Он тоже не узнал её! Но для него это не имело значения. Он и спустя четыре года остался тем же грабителем, убийцей и насильником, и его дальнейшие намерения не оставляли сомнения.
Полина хорошо представляла, что нужно сделать: ударить ублюдка локтем в нос, вскочить и сдёрнуть с плеча автомат, а дальше — как получится. Ни у лысого, ни у его скалящегося напарника нет в руках оружия, значит, они на равных. Она дёрнулась, но в этот момент случайно взглянула на Сергея и обмякла. Он вдруг покачнулся и завалился на бок, уставившись в пустоту остановившимися, застывшими глазами. Его нижняя челюсть отвалилась, и изо рта вывалился сморщенный, словно сведённый судорогой, неестественно белый язык. Мёртв?! Отравлен?!
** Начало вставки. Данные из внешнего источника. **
PR #10384, opened 2022-11-02
Fix: Resolving soft-lock issue in operations.

### LINKED ISSUE #10383: Soft-locking operations when executing at least two operations after each other
### Description

We can soft-lock Files' operations (copy, paste, empty etc...) pretty easily. It's pretty detrimental, since it forces the user to reset the software when they want to do more than two operations in a row.

### Steps To Reproduce

1. Copy any file in a folder. It works.
2. Copy another file in the same folder. The operation doesn't end, yet it appears in the `Ongoing Tasks` pane.

### Steps to fix

- Resolve the soft-locking of the operations.

### Files Version

Version 2.3.57.0

### Windows Version

W11 21H2 22000.1098

### Relevant Assets/Logs

SoftLock

QuaintMako:
**Resolved / Related Issues**
- Closes #10383 

**What has been done**
- Moved back the `WaitForCompletion()` method inside `EnsureSettingsAndConfigurationAreBootstrapped()`.

**Validation**
- [X] Built and ran the app

### DIFF
--- a/src/Files.App/App.xaml.cs
+++ b/src/Files.App/App.xaml.cs
@@ -158,8 +158,6 @@ namespace Files.App
 			WSLDistroManager ??= new WSLDistroManager();
 			FileTagsManager ??= new FileTagsManager();
 			SidebarPinnedController ??= new SidebarPinnedController();
-
-			FileOperationsHelpers.Init();
 		}
 
 		private static async Task StartAppCenter()
--- a/src/Files.App/App.xaml.cs
+++ b/src/Files.App/App.xaml.cs
@@ -158,6 +158,8 @@ namespace Files.App
 			WSLDistroManager ??= new WSLDistroManager();
 			FileTagsManager ??= new FileTagsManager();
 			SidebarPinnedController ??= new SidebarPinnedController();
+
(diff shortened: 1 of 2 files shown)


QuaintMako:
I'm gonna be honest I have **no idea** why and how it solves the issue. I'm mostly poking around to solve this issue since it's kind of a bug-breaking problem.

With these informations, I think @gave92 will be able to see to the issue much better than I. (If you are OK with taking a look at it.)

gave92:
Uops didn't mean to force-push here. Anyway @QuaintMako could you test if my commit also solves the issue? The difference is in where the static variables in FileOperationsHelpers get initialized. Still checking why that matters.

gave92:
OK, it matters because if the taskbar object is initialized while inside StartSTATask() then it's created as STA and can't be used in other threads.

yaichenbaum:
Does this impact startup time?

gave92:
Nope!

yaichenbaum (approved):
LGTM

yaichenbaum:
Thought I saw app.xaml.cs in there 😂

PR #11539, opened 2023-03-03
Fix: Fixed issue where delete button didn't work on toolbar

hishitetsu:
**Resolved / Related Issues**
Items resolved / related issues by this PR.
- Closes #11534 

**Validation**
How did you test these changes?
- [X] Built and ran the app
- [X] Tested the changes for accessibility

PR #11614, opened 2023-03-08
Fix: Fixed OpacityIcon state

### LINKED ISSUE #11605: Bug: Delete has the wrong color
### Description

When inactive, the Delete icon is colored, unlike all the others. However, it is not possible to click on it.

### Steps To Reproduce

1. Display Home.
2. The icon delete is colored.

### Steps to fix

Modify the style of the Delete icon when it is inactive.

### Files Version

2.4.49.0

### Windows Version

10.0.19045.2604

### Log file

Home Page
one
Detail Page
two

cinqmilleans:
**Resolved / Related Issues**
The state of OpacityIcon is updated whenever its parent control's IsEnabled changes. But it is not initialized. It can therefore be active when its control is not.

This is the case when starting the application on the homepage. The Cut, Copy and Delete toolbar icons are shown as active while the button is inactive.

This pr updates the state of OpacityIcon when loaded. Fixes #11605.
This pr is not the same as #11539, which fixes the button. This pr fixes the icon.

**Validation**
- [x] Built and ran the app

### DIFF
--- a/src/Files.App/UserControls/OpacityIcon.xaml.cs
+++ b/src/Files.App/UserControls/OpacityIcon.xaml.cs
@@ -6,7 +6,10 @@ namespace Files.App.UserControls
 {
 	public sealed partial class OpacityIcon : Control
 	{
-		public OpacityIcon() => InitializeComponent();
+		public OpacityIcon()
+		{
+			InitializeComponent();
+		}
 
 		private void IsEnabledChange(DependencyObject sender, DependencyProperty dp)
 		{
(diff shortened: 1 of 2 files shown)


src/Files.App/UserControls/OpacityIcon.xaml.cs
```diff
@@ -2,38 +2,30 @@
...
-
 namespace Files.App.UserControls
 {
 	public sealed partial class OpacityIcon : Control
 	{
-		public OpacityIcon()
-		{
-			InitializeComponent();
-		}
+		public OpacityIcon() => InitializeComponent();
```
yaira2, line 9: This should have brackets

cinqmilleans: It's done.

yaira2 (approved):
LGTM

chingucoding (approved):

PR #11620, opened 2023-03-08
Fix: Fixed context menus in parent folders

### LINKED ISSUE #11615: Bug: Context menu is broken.
### Description

The context menu for the parent folder no longer works. This seems to be coming from the commands that compression. The Label property updates based on the content, but may throw an error.

For the specific case of these commands, I recommend having a generic label, and modifying the label in the menu display. It will be better for the command handler.

### Steps To Reproduce

1 Open the context menu in a base folder

### Steps to fix

Fix the compression commands

### Files Version

Last commit

### Windows Version

Win11

### Log file

None

ferrariofilippo:
**Resolved / Related Issues**
- Closes #11615 

**Details**
I think this soultion is better than having a `Generic Label`, since the latter would not prevent the throwing of an exception (caused by trying to access the first item of an empty collection)

**Validation**
- [x] Built and ran the app


yaira2 (approved):
LGTM

PR #11637, opened 2023-03-09
Display commands hotkeys

cinqmilleans:
**Resolved / Related Issues**
* Fix bad LabelWithHotKey when HotKey is none.
* Fix commands who misdeclares their hotkey (field instead property, so no effect).
* Restore accessKey for cut and copy
* Display HotKey in tooltip for commands in toolbar

AccessKey is not part of RichCommand because it is an element of the interface, not of the command. It is accessible for other elements (menu, textbox, ...). There are no plans to make it editable.

The Delete command does not work because its Execute is incorrect. It will be for another pr.

**Validation**
- [x] Built and ran the app

### DIFF
--- a/src/Files.App/Commands/Manager/CommandManager.cs
+++ b/src/Files.App/Commands/Manager/CommandManager.cs
@@ -167,7 +167,7 @@ namespace Files.App.Commands
 			public CommandCodes Code { get; }
 
 			public string Label => action.Label;
-			public string LabelWithHotKey => $"{Label} ({CustomHotKey})";
+			public string LabelWithHotKey => !customHotKey.IsNone ? $"{Label} ({CustomHotKey})" : Label;
 			public string AutomationName => Label;
 
 			public RichGlyph Glyph => action.Glyph;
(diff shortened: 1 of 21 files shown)


src/Files.App/Commands/Manager/CommandManager.cs
```diff
@@ -238,6 +238,10 @@ public ActionCommand(CommandManager manager, CommandCodes code, IAction action)
 					notifyPropertyChanging.PropertyChanging += Action_PropertyChanging;
 				if (action is INotifyPropertyChanged notifyPropertyChanged)
 					notifyPropertyChanged.PropertyChanged += Action_PropertyChanged;
+
+				if (code is CommandCodes.CutItem)
```
yaira2, line 242: What's this?

yaira2 (dismissed):
LGTM

src/Files.App/Commands/Manager/CommandManager.cs
cinqmilleans: It's fixed.

PR #11666, opened 2023-03-11
Fix: Fixed null error in RotateLeft/Right

cinqmilleans:
**Resolved / Related Issues**
I had exceptions in these classes to use ShellPage when it is null. Here is a fix.
I improved readability and used distinct to avoid dealing with the same extension multiple times.

**Validation**
- [x] Built and ran the app


QuaintMako:
Good catch, I did not fall on it when doing them! Thanks!

yaira2 (approved):
LGTM

Issue #11481, opened 2023-02-26
Generalizing Rich Command Usage


QuaintMako:
### Description

Thanks to @cinqmilleans' job, Files has now a cleaner way to handle commands across the solution. Rich commands now need to be implemented throughtout the whole solution.

This issue is used to keep track of which commands are made into Rich Commands.

### Concerned code

The following commands must be transformed into Rich Commands (See `BaseLayoutCommandsViewModel`, `ContextFlyoutItemHelper` and `ToolbarViewModel`):

- [x] Clear Selection (#11502)
- [x] Close Selected Tab (#11916)
- [x] Close Pane (#12002)
- [x] Compress Into Archive (#11572)
- [x] Compress Into Seven Zip (#11572)
- [x] Compress Into Zip (#11572)
- [x] Copy Item (#11504)
- [x] Copy Path Of Selected Items (#11774)
- [ ] Create Folder With Selection
- [x] Create New File
- [x] Create New Folder (#11493)
- [x] Create Shortcut (#11493)
- [x] Create Shortcut From Dialog (#11493)
- [x] Cut Item (#11504)
- [x] Decompress Archive (#11723)
- [x] Decompress Archive Here (#11723)
- [x] Decompress Archive To Child Folder (#11723)
- [x] Delete Item (#11504)
- [x] Duplicate Tab (#11596)
- [x] Empty Recycle Bin (#11415 )
- [x] Enter compact overlay (#11821)
- [x] Exit compact overlay (#11821)
- [x] Format Drive #11831
- [x] Gridview Size Decrease (#11678)
- [x] Gridview Size Increase (#11678)
- [x] Group Layer Sort (#11678)
- [x] Install Font (#11780)
- [x] Install Inf Driver (#11812)
- [x] Invert Selection (#11502)
- [x] Multi-Selection (#11502)
- [x] Navigate back (#11829)
- [x] Navigate forward (#11829)
- [x] Navigate up (#11829)
- [x] Navigate To Next Tab (#11916)
- [x] - [x] Navigate To Previous Tab (#11916)
- [ ] Open Directory In New Pane
- [ ] Open Directory In New Tab
- [x] Open File Location
- [ ] Open In New Window Item
- [x] Open In Terminal (#11445)
- [x] Open Item (#11667)
- [x] Open Item With Application Picker (#11667)
- [x] Open New Tab (#11596)
- [x] Open Parent Folder (#11667)
- [x] Open new pane (#12002)
- [x] Open settings #11846
[...]

PR #11667, opened 2023-03-11
Feature: Add RichCommands Open, Open With, Open Parent Folder

hecksmosis:
**Resolved / Related Issues**
- Related to #11481 
- Adds Tag to ContextMenuFlyoutItemViewModelBuilder

**Validation**
- [x] Built and ran the app


src/Files.App/Actions/FileSystem/OpenItemAction.cs
```diff
@@ -0,0 +1,38 @@
...
+{
+	internal class OpenItemAction : ObservableObject, IAction
+	{
+		private readonly IContentPageContext context = Ioc.Default.GetRequiredService<IContentPageContext>();
+
+		public string Label => "Open".GetLocalizedResource();
+
+		public RichGlyph Glyph => new(opacityStyle: "ColorIconOpenFile");
+
+		public bool IsExecutable => context.HasSelection && context.SelectedItems.Count <= 10;
```
yaira2, line 20: What's the number 10? Should there be a constant variable for it?

hecksmosis: It was there in ContextFlyoutItemHelper, I assume it's more or less an arbitrary value to prevent the app from opening too many files at once

yaira2: If we still want to keep it, we should create a constant

hecksmosis: I'll do that

yaira2:
Should the code for these actions be grouped together into a single file?

yaira2:
The layout and sort commands were grouped together and we may do the same for other commands as well.

hecksmosis:
Ok, I'll join them

yaira2:
@hecksmosis can you fix the merge conflicts?

hecksmosis:
Done

QuaintMako (approved):
LGTM.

«Во фляжке яд!» — сообразила Полина.
Отказываясь признать очевидное, она взглянула на Вольтера. Учёный застыл в такой же неестественной позе, а на губах у него пузырилась пена.
Ужас увиденного лавиной обрушился на Полину, сломав что-то у неё внутри, что заставляло цепляться за жизнь. Ей больше не хотелось жить. Судьба и так под конец слишком расщедрилась, подарив ей два чудесных дня с любимым человеком. А без него жизнь потеряла всякий смысл. Так зачем сопротивляться? Пусть лучше всё скорее закончится.
Убийца как будто прочитал её мысли.
— Не бойся. Больно не будет.
Интересно, что они потом с ней сделают? Заставят выпить своей отравы, задушат, перережут горло? Что-то дёрнуло её сзади — Миха, напарник лысого, стащил с её плеча автомат.
— Это нам не понадобится, — засмеялся лысый, переглянувшись со своим подельником.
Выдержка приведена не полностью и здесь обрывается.